# INPUT RECORDS

PR #13194, opened 2026-08-14
DEV-1619: Make the grid work inside Shadow DOM and Salesforce LWS

Haxikowy:
### Context

The PR makes Handsontable work inside Shadow DOM trees and sandboxed web-component platforms — most importantly Salesforce Lightning Web Components — without wrapper-side glue code.

When the grid renders inside a shadow root, document-level listeners see events retargeted to the shadow host and `document.activeElement` reports the host instead of the focused element. Every in-grid click classified as an outside click: the open editor closed on the first click into it, the selection dropped, and the grid stopped listening. Salesforce Lightning Web Security (LWS) additionally filters `composedPath()` down to the shadow host chain for sandboxed code and hides foreign shadow internals from `activeElement` resolution, which also broke copy/paste, let the grid steal focus back from external inputs, and made genuine outside clicks undetectable.

The changes:

- New DOM helpers: `getDeepActiveElement()` descends `shadowRoot.activeElement` chains; `getShadowHostChain()` returns the shadow hosts an element is rendered within. Used in `tableView`, the focus manager, editors, comments, `selectElementIfAllowed()`, and Walkontable's mousedown guard.
- Outside-click classification uses `composedPath()` plus the grid's shadow host chain instead of a `parentNode` walk (removes the dead `isTargetWebComponent` branch).
- `CopyPaste` binds its clipboard listeners to the grid's shadow root next to the document ones (with per-event dedupe) and resolves the event source from `event.target` when it points inside the grid — the only reliable reference under LWS.
- `FocusGridManager` owns the focus semantics: it tracks browser focus with `focusin`/`focusout` listeners bound inside the grid's root wrapper and portal (where sandboxed hosts still report true event targets) and classifies foreign focus targets. Both are public API: `getFocusManager().hasBrowserFocus()` and `.isForeignFocusTarget(element)`. `TableView` only orchestrates: a mouseup that neither started in the grid nor left the focus inside it releases the keyboard listener and applies `outsideClickDeselects`.
- The core stamps the `ht-shadow-dom` class on the root wrapper when the grid renders inside a shadow root; the base stylesheet turns it into an isolated stacking context (`isolation: isolate`), so internal z-index values stop competing with the host page UI (e.g. frozen headers painting above Salesforce navigation). Light DOM embeddings keep the current stacking behavior untouched.
- `EventManager`'s element type accepts `ShadowRoot`.
- New guide: *Shadow DOM* (`docs/content/guides/tools-and-building/shadow-dom/`).

**Upgrade-visible behavior change (Shadow DOM embeddings only):** grids inside a shadow root now render in an isolated stacking context. A host page that relied on grid internals painting above its own UI will see the new, contained stacking.

Known limitations (documented in the guide): the `ht-shadow-dom` class is stamped at init only; an editor overflowing the wrapper can paint under host content that creates its own stacking context; the synthetic Shadow DOM polyfill (older Salesforce experiences) is untested.

### How has this been tested?

- New Playwright E2E suite `tests/e2e/shadow-dom.spec.ts` (7 tests) with a native-shadow-root fixture: editor survives a click into its textarea, selection moves without dropping the keyboard listener, copy/paste via keyboard shortcuts, context menu action on the selection that opened it, no focus stealing from an outside input, outside-click deselect, z-index isolation. The editor-survival test was verified red against the pre-fix build. Green on the full theme × bundle matrix (42/42 across all six legs).
  - `cd tests && npx playwright test e2e/shadow-dom.spec.ts`
- Unit tests for `getDeepActiveElement()` (incl. nested shadow roots) and `getShadowHostChain()` (`npm run test:unit --prefix handsontable -- --testPathPattern=helpers/dom`).
- Full regression: legacy E2E 9606/9606, unit 3271/3271, Walkontable suite, React and Vue wrapper suites, eslint/stylelint/tsc. The mouseup logic was regression-tested against the context menu, dropdown menu, and MultiSelect editor suites specifically — early iterations broke all three, and the final shape is pinned by them.
- Verified live in a Salesforce Developer Edition org (Lightning's default synthetic shadow DOM + LWS, live Account data via Lightning Data Service; the native opt-in `shadowSupportMode = 'native'` is verified on a dedicated page and requires the stylesheets injected into the component's shadow tree, since Salesforce's `loadStyle` targets the document head, which a native shadow root ignores): all five reported symptoms fixed — editor close on click-in, broken copy/paste, focus stolen from the Lightning global search while typing, missing outside-click deselect (including targets whose focus LWS hides behind the host chain), and grid headers painting above the Salesforce navigation. Also verified: two grid instances on one Lightning page with cross-grid focus handoff, and listener cleanup on `destroy()` (add/remove balanced).

### Types of changes

### Related issue(s):

1. DEV-1619

### Affected project(s):

- [x] `handsontable`
- [ ] `@handsontable/vue3`

### Checklist:

ClickUp task: https://app.clickup.com/t/9015210959/DEV-1619

---

> [!NOTE]
> **Medium Risk**
> Touches global mouseup/mousedown, focus, and clipboard paths used on every interaction; behavior is intentionally different only in shadow/sandbox cases but regression risk is moderate given scope (context menus, dropdowns, MultiSelect were previously fragile).
> 
> **Overview**
> Fixes **Handsontable inside Shadow DOM** (web components, Salesforce LWC/LWS) where document-level APIs retarget events and collapse focus, so in-grid clicks were treated as outside clicks and editors, selection, copy/paste, and focus handoff broke.
> 
> **DOM helpers** `getDeepActiveElement()` and `getShadowHostChain()` replace raw `document.activeElement` and parent walks across editors, Walkontable, focus scope, copy/paste, and `tableView`.
> 
> **Outside-click and listen state** in `tableView` use `composedPath()`, shadow host chains, and `FocusGridManager.hasBrowserFocus()` / `isForeignFocusTarget()` (new `focusin`/`focusout` tracking inside the grid tree) so deselect and `unlisten` behave under filtered `composedPath()` and sandboxed `activeElement`.
> 
> **Copy/paste** adds shadow-root clipboard listeners with deduplication and smarter event-target resolution for LWS-filtered paths.
> 
> **Presentation:** shadow-hosted grids get `ht-shadow-dom` on the root wrapper with `isolation: isolate` so internal z-indexes do not paint over host UI.
> 
> Adds a **Shadow DOM** guide, **AGENTS.md** rules, changelog **#13194**, and Playwright E2E for shadow-embedded and in-cell widget scenarios.
> 
> <sup>Reviewed by [Cursor Bugbot](https://cursor.com/bugbot) for commit 8cebb7d6e94f44238a486979109230b4ceb9798d. Bugbot is set up for automated code reviews on this repo. Configure [here](https://www.cursor.com/dashboard/bugbot).</sup>

### DIFF
--- a/handsontable/src/focusManager/grid.ts
+++ b/handsontable/src/focusManager/grid.ts
@@ -1,6 +1,13 @@
 import type { HotInstance } from '../core/types';
+import EventManager from '../eventManager';
 import { warn } from '../helpers/console';
-import { isHTMLElement, isOutsideInput } from '../helpers/dom/element';
+import {
+  getDeepActiveElement,
+  getShadowHostChain,
+  isHTMLElement,
+  isInternalElement,
+  isOutsideInput,
+} from '../helpers/dom/element';
 import { debounce } from '../helpers/function';
 
 /**
@@ -38,6 +45,21 @@ export class FocusGridManager {
    * The Handsontable instance.
    */
   #hot: HotInstance;
+  /**
+   * Event manager used for the DOM listeners that track the browser focus within the grid.
+   *
+   * @type {EventManager}
+   */
+  #eventManager: EventManager | null = null;
+  /**
+   * Tracks whether the browser focus currently sits inside the grid's root wrapper or portal.
+   * Maintained by `focusin`/`focusout` listeners bound within the grid's own DOM tree, where
+   * sandboxed hosts (e.g. Salesforce Lightning Web Security) still report true event targets -
+   * unlike `document.activeElement`, which such hosts collapse to the outermost shadow host.
+   *
+   * @type {boolean}
+   */
+  #hasBrowserFocus = false;
   /**
    * The currently enabled focus mode.
    * Can be either:
@@ -106,6 +128,64 @@ export class FocusGridManager {
     this.#hot.addHook('afterSelectionFocusSet', (...args: unknown[]) => this.#onAfterSelectionChange());
     this.#hot.addHook('afterSelectionEnd', (...args: unknown[]) => this.#focusEditorElement());
     this.#hot.addHook('afterRender', (...args: unknown[]) => this.#onAfterRender());
+
+    this.#eventManager = new EventManager(this.#hot);
+
+    const focusRootElements = [this.#hot.rootWrapperElement ?? this.#hot.rootElement, this.#hot.rootPortalElement]
+      .filter(element => element instanceof HTMLElement);
+
+    focusRootElements.forEach((focusRootElement) => {
+      this.#eventManager!.addEventListener(focusRootElement, 'focusin', () => {
+        this.#hasBrowserFocus = true;
+      });
+
+      this.#eventManager!.addEventListener(focusRootElement, 'focusout', (event) => {
+        const relatedTarget = (event as FocusEvent).relatedTarget;
+
+        this.#hasBrowserFocus = relatedTarget instanceof Node &&
+          focusRootElements.some(focusRoot => focusRoot.contains(relatedTarget));
+      });
+    });
+  }
+
+  /**
+   * Checks whether the browser focus currently sits inside the grid's root wrapper or portal.
+   * The state comes from focus events observed within the grid's own DOM tree, so it stays
+   * correct in environments where `document.activeElement` cannot be resolved through foreign
+   * shadow boundaries.
+   *
+   * @returns {boolean}
+   */
+  hasBrowserFocus(): boolean {
+    return this.#hasBrowserFocus;
+  }
+
+  /**
+   * Checks whether the given focused element proves that the browser focus left the grid.
+   * Focus counts as foreign when the element is focusable, holds the browser focus, and is
+   * neither a part of the grid or its portal, nor one of the shadow hosts the grid is rendered
+   * within, nor the document body (a click on a non-focusable area keeps the focus where it
+   * was). Sandboxed hosts (e.g. Salesforce Lightning Web Security) hide the real focused
+   * element behind the host chain, so a focused ancestor host cannot prove the focus left the
+   * grid - only an unrelated element can.
+   *
+   * @param {HTMLElement | null} element The deepest reachable focused element.
+   * @returns {boolean}
+   */
+  isForeignFocusTarget(element: HTMLElement | null): boolean {
+    const { rootElement, rootPortalElement, rootDocument } = this.#hot;
+
+    if (
+      element === null ||
+      element === rootDocument.body ||
+      element === rootDocument.documentElement ||
+      isInternalElement(element, rootElement) ||
+      (rootPortalElement && rootPortalElement.contains(element))
+    ) {
+      return false;
+    }
+
+    return !getShadowHostChain(rootElement).includes(element);
   }
 
   /**
@@ -319,7 +399,8 @@ export class FocusGridManager {
     const suspended = this.#isSuspended;
 
     this.#getSelectedCell((selectedCell) => {
-      const activeElement = this.#hot.rootDocument.activeElement as HTMLElement | null;
+      const deepActiveElement = getDeepActiveElement(this.#hot.rootDocument);
+      const activeElement = isHTMLElement(deepActiveElement) ? deepActiveElement : null;
 
       // When focus management is suspended and an external focusable element (outside Handsontable)
       // currently owns the browser focus, keep it - do not blur and do not move focus to the cell.
@@ -351,7 +432,8 @@ export class FocusGridManager {
     // owns focus, fall through so the default `imeFastEdit` behavior still moves focus to the
     // editor textarea (existing per-editor IME support tests rely on this). See #10038.
     if (this.#isSuspended) {
-      const activeElement = this.#hot.rootDocument.activeElement as HTMLElement | null;
+      const deepActiveElement = getDeepActiveElement(this.#hot.rootDocument);
+      const activeElement = isHTMLElement(deepActiveElement) ? deepActiveElement : null;
 
       if (activeElement && isOutsideInput(activeElement)) {
         return;
--- a/handsontable/src/focusManager/grid.ts
+++ b/handsontable/src/focusManager/grid.ts
@@ -132,7 +132,7 @@ export class FocusGridManager {
     this.#eventManager = new EventManager(this.#hot);
 
     const focusRootElements = [this.#hot.rootWrapperElement ?? this.#hot.rootElement, this.#hot.rootPortalElement]
-      .filter(element => element instanceof HTMLElement);
+      .filter(element => isHTMLElement(element));
 
     focusRootElements.forEach((focusRootElement) => {
       this.#eventManager!.addEventListener(focusRootElement, 'focusin', () => {
@@ -142,7 +142,7 @@ export class FocusGridManager {
       this.#eventManager!.addEventListener(focusRootElement, 'focusout', (event) => {
         const relatedTarget = (event as FocusEvent).relatedTarget;
 
-        this.#hasBrowserFocus = relatedTarget instanceof Node &&
+        this.#hasBrowserFocus = isHTMLElement(relatedTarget) &&
           focusRootElements.some(focusRoot => focusRoot.contains(relatedTarget));
       });
     });
--- a/handsontable/src/focusManager/grid.ts
+++ b/handsontable/src/focusManager/grid.ts
@@ -169,6 +169,12 @@ export class FocusGridManager {
    * element behind the host chain, so a focused ancestor host cannot prove the focus left the
    * grid - only an unrelated element can.
    *
+   * The check mirrors the scope-deactivation rule in the focus scope manager (`scopeManager`
+   * unlistens when a focus event lands outside every scope). Sandboxed hosts retarget the
+   * window-level focus events that rule depends on, so the mouseup path re-applies the same
+   * rule from the deepest reachable focused element. On a regular page both mechanisms agree -
+   * this adds no behavior that the scope manager does not already provide there.
+   *
    * @param {HTMLElement | null} element The deepest reachable focused element.
    * @returns {boolean}
    */
--- a/handsontable/src/helpers/dom/element.ts
+++ b/handsontable/src/helpers/dom/element.ts
@@ -1351,7 +1351,7 @@ export function isOutsideInput(element: HTMLElement): boolean {
  * @param {HTMLElement} element - DOM element.
  */
 export function selectElementIfAllowed(element: HTMLElement): void {
-  const activeElement = element.ownerDocument.activeElement;
+  const activeElement = getDeepActiveElement(element.ownerDocument);
 
   if (isHTMLElement(activeElement) && !isOutsideInput(activeElement) &&
       (element instanceof HTMLInputElement || element instanceof HTMLTextAreaElement)) {
@@ -1509,6 +1509,50 @@ export function isHTMLInputElement(element: HTMLElement): element is HTMLInputEl
  */
 export function isShadowRoot(node: Node): node is ShadowRoot {
   return node.nodeType === Node.DOCUMENT_FRAGMENT_NODE && 'host' in node;
+}
+
+/**
+ * Gets the chain of shadow host elements the node is rendered within, ordered from the
+ * closest host outward to the host attached to the document.
+ *
+ * @param {Node} node The node to read the host chain from.
+ * @returns {HTMLElement[]} The shadow host elements; empty when the node is not in a Shadow DOM tree.
+ */
+export function getShadowHostChain(node: Node): HTMLElement[] {
+  const hosts: HTMLElement[] = [];
+  let rootNode = node.getRootNode();
+
+  while (isShadowRoot(rootNode)) {
+    const { host } = rootNode;
+
+    if (!isHTMLElement(host)) {
+      break;
+    }
+
+    hosts.push(host);
+    rootNode = host.getRootNode();
+  }
+
+  return hosts;
+}
+
+/**
+ * Gets the deepest active (focused) element in the document. When the focus is inside
+ * a Shadow DOM tree, `document.activeElement` points at the shadow host instead of the
+ * focused element. This helper descends through the open shadow roots and returns
+ * the element that actually holds the focus.
+ *
+ * @param {Document} rootDocument The document to read the active element from.
+ * @returns {Element|null} The deepest focused element, or `null` when nothing is focused.
+ */
+export function getDeepActiveElement(rootDocument: Document): Element | null {
+  let element = rootDocument.activeElement;
+
+  while (element?.shadowRoot?.activeElement) {
+    element = element.shadowRoot.activeElement;
+  }
+
+  return element;
 }
 
 /**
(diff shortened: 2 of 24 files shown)


qunabu:

handsontable/src/tableView.ts
```diff
@@ -1520,6 +1532,25 @@ class TableView {
...
+   * @private
+   * @returns {boolean}
+   */
+  #isPathWithinGrid(eventPath: EventTarget[]): boolean {
+    const { rootElement, rootPortalElement } = this.hot;
+
+    return eventPath.includes(rootElement) ||
+      (!!rootPortalElement && eventPath.includes(rootPortalElement)) ||
+      getShadowHostChain(rootElement).some(host => eventPath.includes(host));
+  }
```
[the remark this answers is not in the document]
Haxikowy: Fixed in b0bb0eb — the host chain fallback now applies only to filtered paths (no ShadowRoot entries in composedPath). Covered by the new shadow-sibling spec (red pre-fix).

handsontable/src/focusManager/grid.ts
```diff
@@ -106,6 +128,64 @@ export class FocusGridManager {
...
+      this.#eventManager!.addEventListener(focusRootElement, 'focusin', () => {
+        this.#hasBrowserFocus = true;
+      });
+
+      this.#eventManager!.addEventListener(focusRootElement, 'focusout', (event) => {
+        const relatedTarget = (event as FocusEvent).relatedTarget;
+
+        this.#hasBrowserFocus = relatedTarget instanceof Node &&
+          focusRootElements.some(focusRoot => focusRoot.contains(relatedTarget));
+      });
```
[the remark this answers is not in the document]
Haxikowy: Fixed in 4df0681 — both checks use the realm-safe isHTMLElement() helper.

handsontable/src/helpers/dom/element.ts
```diff
@@ -1511,6 +1511,50 @@ export function isShadowRoot(node: Node): node is ShadowRoot {
...
+ */
+export function getDeepActiveElement(rootDocument: Document): Element | null {
+  let element = rootDocument.activeElement;
+
+  while (element?.shadowRoot?.activeElement) {
+    element = element.shadowRoot.activeElement;
+  }
+
+  return element;
+}
```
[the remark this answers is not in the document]
Haxikowy: Added in 4ff4f90 — Critical Rules bullet in handsontable/AGENTS.md pointing at the shadow-aware helpers.

adrianspdev:
Reviewed across architecture, code quality, and performance/a11y. Solid work overall — the helper coverage, the clipboard dedupe, and the listener cleanup (verified: the focus manager's `EventManager` shares the instance's `eventListeners` context, so core `destroy()` clears it) all check out. Three findings, one of which I'd like resolved before merge.

## High

### 1. `outsideClickDeselects` callback is now invoked twice per outside click — in plain light DOM too

`handsontable/src/tableView.ts` (mouseup handler, lines ~443–453)

The new mouseup block calls the `outsideClickDeselects` callback after the pre-existing mousedown outside-click path (lines ~520–529) has already called it. When the callback returns `false`:

1. mousedown → callback invocation #1 → selection kept,
2. mouseup → `isForeignFocusTarget(activeElement)` is `true` (in light DOM `getShadowHostChain(rootElement)` is empty, so any outside focusable element qualifies) → `selection.isSelected()` is still `true` → callback invocation #2.

The PR's own E2E pins the doubling — `expect(await grid.outsideClickTargets()).toEqual(['focus-mover', 'focus-mover'])` in `tests/e2e/shadow-dom.spec.ts` — so this isn't accidental flakiness; it's the new contract. But it's an observable behavior change of a public option for anyone with a side-effectful callback, it isn't limited to Shadow DOM embeddings, and it isn't mentioned in the option's JSDoc, the docs, or the changelog.

Suggestion: record that the mousedown handler already classified this click cycle (a flag set in the mousedown outside path, cleared on the next mousedown) and skip the second invocation on mouseup, so the callback fires once per click as before.

## Medium

### 2. `isForeignFocusTarget()` classifies the grid's own slot/overlay UI as foreign

`handsontable/src/focusManager/grid.ts` (lines ~364–378)

The method checks containment against `rootElement` and the portal only. Pagination mounts into `ht-slot-bottom`, and dialog/notification UI goes into `rootOverlaysElement` — both live inside `rootWrapperElement` but outside `rootElement`. For a pagination button, `isInternalElement(button, rootElement)` returns `false`: its `closest('.handsontable')` is the pagination container, whose parent is the slot element, not `rootElement`.

In Chrome, clicking a `<button>` focuses it, so a click on a pagination control with cells selected makes mouseup see `isFocusLostToOutside === true` → `hot.unlisten()` plus the deselect/callback branch — for the grid's own UI.

This is also inconsistent with `#hasBrowserFocus` tracking in the same class, which correctly binds to `rootWrapperElement ?? rootElement`. Suggestion: treat elements contained in `rootWrapperElement` (when present) as non-foreign.

## Low

### 3. `composedPath()` computed twice in the mouseup handler

`handsontable/src/tableView.ts:439` — `eventPath` already exists at line 431; pass it to `this.#isPathWithinGrid(eventPath)` instead of recomputing.

### 4. JSDoc inaccuracy on `getDeepActiveElement`

`handsontable/src/helpers/dom/element.ts` — the JSDoc says it returns "`null` when nothing is focused", but the browser reports `document.body` in that case, and the PR's own unit test asserts exactly that ("should return `document.body` when nothing is focused"). Please fix the sentence.

Haxikowy:
Thanks for the thorough pass.

**1.** Agree, fixed in ef4797a. The mousedown outside path now marks the click cycle as classified and the mouseup pass skips its own invocation, so the callback fires once per click again. The flag mirrors `#mouseDown`: reset on every mousedown, consumed and cleared on mouseup, so a stale value can't survive an unmatched mouseup. The mouseup pass still covers cycles mousedown can't classify (LWS-filtered paths), and the E2E now pins the single invocation.

**2.** Your reading of the code is right, but I couldn't reproduce a regression. I compared released 18.0.0 (CDN) with this branch using `pagination: true`: with default settings a pagination click deselects on both, through the pre-existing mousedown path, which also checks `rootElement` rather than the wrapper. With `outsideClickDeselects: false` both keep the selection and keep listening. I also checked on a Salesforce Lightning page (LWS) with pagination enabled: same outcome. A programmatic page change keeps the selection, so it really is the click path, not the re-render. Treating wrapper-contained elements as non-foreign would change released behavior (pagination clicks would stop deselecting), so I'd rather handle it in a follow-up ticket than in this PR. Happy to file it.

**3.** Done in 566461b.

**4.** Done in 47f3966.

qunabu (dismissed):

adrianspdev (dismissed):

budnix (commented):
A few notes on the outside-click and clipboard paths. The first one on `tableView.ts` is the one I would want resolved before merge; the rest are smaller. I skipped anything already covered by the earlier review threads.

handsontable/src/tableView.ts
```diff
@@ -407,23 +419,49 @@ class TableView {
...
+        (!wasInsideGridClick && !this.hot.getFocusManager().hasBrowserFocus() && !isPathThroughGridUi);
+
+      if (isOutsideInputElement || isFocusLostToOutside ||
+          (!selection.isSelected() && !selection.isSelectedByAnyHeader() &&
+          !this.#isPathWithinGrid(eventPath) && !isRightClick(event))) {
         this.hot.unlisten();
       }
+
+      if (!wasOutsideClickHandled && activeHTMLElement !== null &&
+          isFocusLostToOutside && selection.isSelected()) {
```
budnix: This block only asks where the focus sits, not where the click landed. So if an app parks focus in an outside input and selects cells with `selectCells(coords, true, false)`, a later click on grid padding, a resize handle, or the scrollbar clears the selection — `#mouseDown` stays `false` there, so the mousedown path never marks the click as handled. The unlisten check right above already guards with `#isPathWithinGrid` and `isRightClick`; adding the same two here would keep this to real outside clicks.

```suggestion
          isFocusLostToOutside && selection.isSelected() &&
          !this.#isPathWithinGrid(eventPath) && !isRightClick(event)) {
```

handsontable/src/tableView.ts
```diff
@@ -407,23 +419,49 @@ class TableView {
...
+      if (activeHTMLElement !== null && isInput(activeHTMLElement) && !isOutsideInputElement) {
         return;
       }
 
-      if (isOutsideInputElement || (!selection.isSelected() && !selection.isSelectedByAnyHeader() &&
-          !(rootWrapperElement ?? rootElement).contains(event.target as Node) && !isRightClick(event))) {
+      const eventPath = event.composedPath();
+      const isPathThroughGridUi = eventPath.includes(rootWrapperElement ?? rootElement) ||
+        (this.hot.rootPortalElement && eventPath.includes(this.hot.rootPortalElement));
+      const isFocusLostToOutside = this.hot.getFocusManager().isForeignFocusTarget(activeHTMLElement) ||
```
budnix, line 444: `isForeignFocusTarget()` returns `true` for any outside element on a plain page with no shadow root, so clicking an outside button or link now calls `unlisten()` where it did not before. With `outsideClickDeselects: false` the selection stays but keyboard navigation stops, which changes things for people who put external controls next to the grid. The changelog entry is marked `breaking: false` — did this end up being the intended behavior on non-shadow pages too?

handsontable/src/tableView.ts
```diff
@@ -1520,6 +1549,34 @@ class TableView {
...
+   * filtered path (no ShadowRoot entries) falls back to the shadow host chain check, which
+   * matters for sandboxed hosts (e.g. Salesforce Lightning Web Security) that collapse paths
+   * observed at the document level to the visible host chain, hiding the grid internals.
+   *
+   * @param {EventTarget[]} eventPath The event propagation path (`event.composedPath()`).
+   * @private
+   * @returns {boolean}
+   */
+  #isPathWithinGrid(eventPath: EventTarget[]): boolean {
+    const { rootElement, rootPortalElement } = this.hot;
```
budnix, line 1567: Line 442 in the same handler uses `rootWrapperElement ?? rootElement`, and the old mouseup check did too, but this helper matches only `rootElement`. `rootElement` sits inside the wrapper as a sibling of `ht-slot-top`, `ht-slot-bottom`, and `ht-overlay`, so a click on any of those now reads as outside and the grid unlistens. Was leaving the wrapper out on purpose?

handsontable/src/plugins/copyPaste/copyPaste.ts
```diff
@@ -708,14 +739,35 @@ export class CopyPaste extends BasePlugin {
...
+   * correctly for listeners bound within the grid's shadow tree - the retargeted `target` is
+   * the only reference to the real source element in such environments.
+   *
+   * @param {ClipboardEvent | PasteEvent} event The clipboard event to resolve.
+   * @returns {unknown} The deepest known event source element.
+   */
+  #resolveClipboardEventTarget(event: ClipboardEvent | PasteEvent): unknown {
+    const target = 'target' in event ? event.target : null;
+
+    if (isHTMLElement(target) && isInternalElement(target, this.hot.rootElement)) {
```
budnix: Preferring the retargeted `target` breaks copy for a web component that a custom renderer puts in a cell. `event.target` retargets to that component's host, which is inside the grid, so this returns the host, the guard in `onCopy` no longer bails out, and Handsontable calls `preventDefault()` and copies the cell range instead of the text the user selected inside the widget. Before, `composedPath()[0]` gave the inner element and the event passed through — maybe only prefer `target` when the path looks filtered, the way `#isPathWithinGrid` decides it?

handsontable/src/plugins/copyPaste/copyPaste.ts
```diff
@@ -265,9 +274,31 @@ export class CopyPaste extends BasePlugin {
...
+      }
+      this.#processedClipboardEvents.add(event);
+      handler(event);
+    };
+
+    this.eventManager.addEventListener(this.hot.rootDocument, 'copy', dedupe((e: ClipboardEvent) => this.onCopy(e)));
+    this.eventManager.addEventListener(this.hot.rootDocument, 'cut', dedupe((e: ClipboardEvent) => this.onCut(e)));
+    this.eventManager.addEventListener(this.hot.rootDocument, 'paste', dedupe((e: ClipboardEvent) => this.onPaste(e)));
+
+    const rootNode = this.hot.rootElement.getRootNode();
```
budnix, line 289: `getRootNode()` is read once here, and `enablePlugin()` runs during construction. A grid built on a detached container and moved into a shadow root afterwards — a common web component pattern — never gets these listeners, so clipboard quietly falls back to the document ones. `core.ts:388` reads the root node once for the `ht-shadow-dom` class in the same way, and the new guide calls that limit out for the CSS class but not for clipboard. Worth a line in the guide at least.

handsontable/src/tableView.ts
Haxikowy: Applied your suggestion in d3a2d6d34. New Playwright fixture (tests/e2e/widget-cell.spec.ts) covers it with a focus-preserving widget inside a cell — red before the guard (the in-grid click dropped the selection), green after.

handsontable/src/plugins/copyPaste/copyPaste.ts
Haxikowy: Fixed in fd062dbf4. The resolver now keys on the path instead of the target: a path with a ShadowRoot entry is complete, so path[0] wins; a path without one either involves no shadow tree (target equals path[0]) or was filtered by LWS (target is the only reliable reference). The widget-cell spec covers the pass-through — before the fix the grid called preventDefault on a copy over text selected inside an in-cell web component.

handsontable/src/plugins/copyPaste/copyPaste.ts
Haxikowy: Added in 8859a2531 — the known-limitations bullet now names the clipboard listeners next to the ht-shadow-dom class as consequences of the create-time root-node read.

handsontable/src/tableView.ts
Haxikowy: Left out on purpose — it mirrors develop. The old mousedown walk stopped only at rootElement/rootPortalElement, so slot and overlay clicks counted as outside clicks there too; line 442 keeps the wrapper because the old mouseup check used it. Reproduced on released 18.0.0: with pagination enabled, select a cell and click the pagination bar (or a page-nav button) — the selection drops, same as on this branch. Pre-existing, so I'd rather fix it in a follow-up ticket than widen this PR's outside-click change.

handsontable/src/tableView.ts
Haxikowy: Good catch that the diff reads like new behavior, but it turned out to be pre-existing. I compared this branch side by side with released 18.0.0 (`outsideClickDeselects: false`, a plain button and a link next to the grid): both builds stop listening the moment the element takes focus, selection kept on both. The unlisten comes from the focus scope manager that shipped in 18.0 — `scopeManager.ts` deactivates the scope and calls `unlisten()` for any focus target outside the scopes. A programmatic `el.focus()` with no mouse events at all flips `isListening()` to false on the 18.0.0 CDN bundle, so the mouse path isn't involved.

The mouseup check only re-applies that same rule for hosts that retarget window-level focus events (LWS), where the scope manager can't see the real target. On a regular page the two mechanisms agree. I documented the relationship in the `isForeignFocusTarget` JSDoc in 8cebb7d6e so the next reader doesn't have to rediscover it.

Only delta I could construct is contrived: `hot.listen()` called programmatically while focus already sits outside, then a click on another outside focusable — old kept listening until a focus change, new unlistens on the click. That matches what the old mouseup already did when the parked element was an input, so I'd leave `breaking: false` as is.

budnix (approved):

# EXERCISE PROMPT
Looking at the records above, say how many lines hold the string "Added". Write nothing but the number.

# EXERCISE OUTPUT
2